No legal mandate to share voter turnout with anyone other than candidates and their agents, EC tells Supreme Court
The Hindu
Election Commission denies legal mandate to disclose voter turnout data, counters allegations of EVM tampering by ADR.
The Election Commission (EC) on Wednesday told the Supreme Court that there was no “legal mandate” to provide the voter turnout data to any person other than electoral candidates or his agents.
“There is no legal mandate to provide the Form 17C [account of votes recorded] to any other person other than the candidate or his agent,” the EC said in a 225-page affidavit.
The poll body was responding to an application filed by the Association for Democratic Reforms (ADR), represented by advocates Prashant Bhushan, Neha Rathi and Cheryl D’Souza, primarily seeking to disclose authenticated record of voter turnout by uploading on the EC website scanned legible copies of Form 17C of all polling stations after each phase of polling in the General Elections 2024.
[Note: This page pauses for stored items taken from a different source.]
PR #418, opened 2020-11-13
Theme page accessible

AhdabNasir:
- Polyfil for forEach and includes

- Link should not wrap all content for items in first column, moved link onto title, added css to make block clickable

- Active/focus state on measures, projects, statements etc

- Active item now have aria-current=“page”

- Hide arrow from screen reader

- Tableau iframe - ensure title attribute is set

### DIFF
--- a/common/macros/readiness-accordion.njk
+++ b/common/macros/readiness-accordion.njk
@@ -1,3 +1,5 @@
+{% from "attribute.njk" import ariaCurrent %}
+
 {% macro accordion(params) %}
   {% set id = params.id %}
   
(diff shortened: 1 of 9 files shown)


common/macros/readiness-accordion.njk
```diff
@@ -41,17 +43,17 @@
   <ul class="govuk-body govuk-!-font-size-16 outcome-measures">
     {% for item in items %}
       {% set raygColor = "item-complete" if item.complete == "Yes" else "item-" + item.color %}
-      <li class="outcome-measure__item {% if item.activeFrom %} item-disabled {% else %} {{ raygColor }} {% endif %} {% if item.active %} outcome-measure__item--active {% endif %}">
+      <li class="outcome-measure__item {% if item.activeFrom %} item-disabled {% else %} {{ raygColor }} {% endif %} {% if item.active %} outcome-measure__item--active {% endif %}" {{ ariaCurrent(item.active) }}>
       {% if item.activeFrom %}
```
leighjohnson-friday, line 47: ariaCurrent(item.active) needs to be an attribute of the link tag

common/views/template.njk
```diff
@@ -107,5 +107,6 @@
 {% block bodyEnd %}
   {# Run JavaScript at end of the <body>, to avoid blocking the initial render. #}
   <script type="text/javascript" src="/assets/main.js"></script>
+  <script type="text/javascript" src="https://polyfill.io/v3/polyfill.min.js?features=Array.prototype.includes%2CArray.prototype.forEach"></script>
   {% block afterScript %}{% endblock %}
```
leighjohnson-friday, line 111: Ideally, these polyfills would be generated via Webpack and core-js.  As a minimum, we should include these within our code to remove a dependency on a 3rd party.

leighjohnson-friday (approved):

The NGO had alleged an inordinate delay in publishing voter turnout details followed by a sharp spike in figures from the initial voter turnout percentages released by the EC. The development, according to the ADR, had rung alarm bells about the authenticity of the polling data available in the public domain and raised suspicions whether the electronic voting machines (EVMs) were switched.
In the previous hearing on May 17, the Supreme Court had asked why the EC could not upload voter turnout details.
However, the EC countered in its affidavit that the ADR was merely trying to “create an entitlement in the middle of the election period”.
It said the statutory mandate required Form 17C to be shared only with candidates and their agents. However, it was the EC’s voluntary and “non-statutory” initiative to disclose the voter turnout through voter turnout app, website and various press releases.